I could go on and on but that should keep you busy <3


----------



## Kylan Velpa (May 2, 2019)

KawaiiPeachcup said:


> Incoming music suggestion list! These are some of my favorite J-bands along with my favorite song of theirs
> 
> Abingdon Boy School - JAP!/Howling (Rock, known for themes in Darker Than Black and Sengoku Basara)
> World Order - Have a Nice Day (Fun poppy techno, makes great music videos)
> ...


Wow thank you. I must admit that is overwhelming!

So yes it will keep me busy and hopefully I'll pick up some great new tunes! =3


----------



## ConorHyena (May 2, 2019)

Anything by X-Japan.

Weekend, Rusty Nail or Endless Rain are awsome.


----------



## Kylan Velpa (May 2, 2019)

Thank u

U know it's rather funny. I have this one friend who is a total weeb and beginning to dip his toes into the furry fandom. I personally wouldn't say he's a furry yet, but he's on the way.
While he's got me, a furry who has enjoyed a couple of anime-style shows, dipping _my _toes into Japanese music!


----------



## KawaiiPeachcup (May 2, 2019)

Kylan Velpa said:


> Wow thank you. I must admit that is overwhelming!
> 
> So yes it will keep me busy and hopefully I'll pick up some great new tunes! =3



I would start here for sure, it's super cute and I love it :3


----------



## Kylan Velpa (May 2, 2019)

Not bad. Thank you!
I'll be sure to check the others out after some revision.


----------



## Kinare (May 8, 2019)

All of my suggestions are gonna be a lil old and might not be on Youtube so I'm not gonna bother trying to find links, but here they are:
Owari Nai Yume - Nanase Aikawa
Do it! - Nanase Aikawa
I Am - Hitomi
Multiple songs by dream - Free as the Wind, w.h.y, My Will, Night of Fire, Breakin' Out, Private Wars

That's all I can think of for now. I know I'm missing some, but can't remember what anime they were from or titles so just look up early 2000's anime themes for more ideas if you like my taste in j-pop. :v


----------



## Kylan Velpa (May 8, 2019)

Kinare said:


> All of my suggestions are gonna be a lil old and might not be on Youtube so I'm not gonna bother trying to find links, but here they are:
> Owari Nai Yume - Nanase Aikawa
> Do it! - Nanase Aikawa
> I Am - Hitomi
> ...


Thanks! ^w^


----------



## Pipistrele (May 8, 2019)

Kylan Velpa said:


> Hoi.
> Recently I've found that I am really into some of Japan's music. I've found two anime openings I like and what I think is a pop song:
> 
> Crossing Fields (Opening of Sword Art Online)
> ...






Some really good Japanese post-rock for that hug of yours :v


----------



## Kylan Velpa (May 8, 2019)

Pipistrele said:


> Some really good Japanese post-rock for that hug of yours :v


Aww thanks!
*boops*


----------



## dragon-in-sight (May 12, 2019)




----------



## Liseran Thistle (May 12, 2019)

*These are all from shows I've watched in the past that had really good soundtracks all made by really good singers or bands!*

Kenshi Yonezu (the dude who sang the second opening for My Hero Academia)

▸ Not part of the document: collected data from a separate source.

Issue #703, opened 2020-07-09
Fix all exceptions and warnings in developer console after initial load


davidyuk:
![Screenshot 2020-07-09 at 15 12 49](https://user-images.githubusercontent.com/9007851/86999731-a7d39b80-c1f6-11ea-966b-2c2981bad9aa.png)

- [x] fix Avatars package related problems
- [x] fix other problems
except for 404's they can't be avoided

CedrikNikita:
In the current stage of develop, there is no such issues. This issue will be closed, feel free to reopen it if the issue will persist in the future releases.

PR #759, opened 2020-08-17
Fix errors, warning on init load

CedrikNikita:
ref #703

### DIFF
--- a/src/components/ButtonPlain.vue
+++ b/src/components/ButtonPlain.vue
@@ -1,0 +1,41 @@
+<template>
+  <Component
+    :is="!disabled && to ? 'Link' : 'button'"
+    :to="to"
+    :disabled="disabled"
+    class="button-plain"
+    @click="$emit('click', $event)"
+  >
+    <slot />
+  </Component>
+</template>
+
+<script>
+import Link from './Link.vue';
+
+export default {
+  components: { Link },
+  props: {
+    to: { type: [String, Object], default: null },
+    disabled: Boolean,
+  },
+};
+</script>
+
+<style lang="scss" scoped>
+.button-plain {
+  display: inline-block;
+  border: none;
+  background: transparent;
+  padding: 0;
+  text-decoration: none;
+  text-align: center;
+  font: inherit;
+  color: inherit;
+  cursor: pointer;
+
+  &[disabled] {
+    cursor: not-allowed;
+  }
+}
+</style>
--- a/src/components/Link.vue
+++ b/src/components/Link.vue
@@ -1,0 +1,32 @@
+<template>
+  <RouterLink
+    v-if="isLinkOnSameHost"
+    class="link"
+    :to="to"
+  >
+    <slot />
+  </RouterLink>
+  <a
+    v-else
+    class="link"
+    :href="to"
+    target="_self"
+    @click="$emit('click', $event)"
+  >
+    <slot />
+  </a>
+</template>
+
+<script>
+export default {
+  props: {
+    to: { type: [String, Object], required: true },
+  },
+  computed: {
+    isLinkOnSameHost() {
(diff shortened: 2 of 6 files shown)


src/components/MessageInput.vue
```diff
@@ -1,6 +1,6 @@
 <template>
   <div class="message-input">
-    <Avatar :address="address" />
+    <Avatar :address="address || ''" />
```
davidyuk, line 3: I think it is better to set `''` as a default value of `address` property of Avatar component instead.

Especially, if we assume that 
Screenshot 2020-08-17 at 21 03 46
is a valid avatar of an anonymous user.

src/components/layout/FooterSection.vue
```diff
@@ -61,7 +61,7 @@
       class="login-footer"
     >
       <OutlinedButton
-        :href="addressDeepLink"
+        :href="addressDeepLink.toString()"
```
davidyuk, line 64: Technically, we can make it accept Url instance as well, but that component anyway is not enought flexible now, so I don't know how to handle it better. The best would be to make all buttons to accept full url, router location, click handler (displaying it as <a/button/RouterLink>) as we did in the [Base aepp](https://github.com/aeternity/aepp-base/blob/d17541574773e0b2db3fd1b66b1b0a4ea06ccf4a/src/components/ButtonPlain.vue).

mradkov:
@CedrikNikita can you address the suggested changes by @davidyuk. Thanks

src/components/ButtonPlain.vue
```diff
@@ -0,0 +1,45 @@
...
+  border: none;
+  background: transparent;
+  padding: 0;
+  text-decoration: none;
+  text-align: center;
+  font: inherit;
+  color: inherit;
+  cursor: pointer;
+
+  &:focus:not([data-focus-visible-added]) {
```
davidyuk, line 37: This is for adding an outline when keyboard is used, it depends on https://www.npmjs.com/package/focus-visible package.

src/components/Link.vue
```diff
@@ -0,0 +1,35 @@
...
+  <RouterLink
+    v-if="useRouterLink"
+    class="ae-link"
+    :to="to"
+  >
+    <slot />
+  </RouterLink>
+  <a
+    v-else
+    class="ae-link"
```
davidyuk, line 11:
```suggestion
    class="link"
```
the same above

src/components/Link.vue
```diff
@@ -0,0 +1,35 @@
...
+  props: {
+    to: { type: [String, Object], required: true },
+  },
+  computed: {
+    isLinkOnSameHost() {
+      return typeof this.to === 'object'
+        || (new URL(this.to, window.location)).host === window.location.host;
+    },
+    useRouterLink() {
+      return this.$options.components.RouterLink && this.isLinkOnSameHost;
```
davidyuk, line 31: This was needed to be able to use it without VueRoute, it can be removed in this project

davidyuk (approved):

src/components/Link.vue
```diff
@@ -0,0 +1,35 @@
+<template>
+  <RouterLink
+    v-if="useRouterLink"
```
davidyuk, line 3:
```suggestion
    v-if="isLinkOnSameHost"
```

src/components/Link.vue
```diff
@@ -0,0 +1,35 @@
...
+    class="ae-link"
+    :to="to"
+  >
+    <slot />
+  </RouterLink>
+  <a
+    v-else
+    class="ae-link"
+    :href="to"
+    :target="isLinkOnSameHost ? '_self' : '_blank'"
```
davidyuk, line 13:
```suggestion
    target="_blank"
```

PR #768, opened 2020-08-24
extract constants

thepiwo:


src/utils/aeternity.js
```diff
@@ -33,10 +29,10 @@ export const initClient = async () => {
   try {
     if (window.Cypress) {
       client = await Universal({
-        compilerUrl,
+        compilerUrl: COMPILER_URL,
         nodes: [{
           name: 'testnet',
-          instance: await Node({ url: nodeUrlTestNet, internalUrl: nodeUrlTestNet }),
+          instance: await Node({ url: 'https://testnet.aeternity.io' }),
```
mradkov, line 35: Can this also be extracted?

thepiwo: why would we want to extract a constant for testing?

mradkov: Isn't this also used for mainnet?

mradkov (approved):

stanislav-slavov (approved):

Co Shu Nie (The band who did the opening for Tokyo Ghoul Season 2, and the ED for The Promised Neverland Season 1)





Uverworld (A band known for doing a whole bunch of openings, most notably for Bleach and the Promised Neverland)





Amazarashi (A band thats done endings for Tokyo Ghoul and Dororo)





Asian Kung-Fu Generation (A band that did the opening for ERASED)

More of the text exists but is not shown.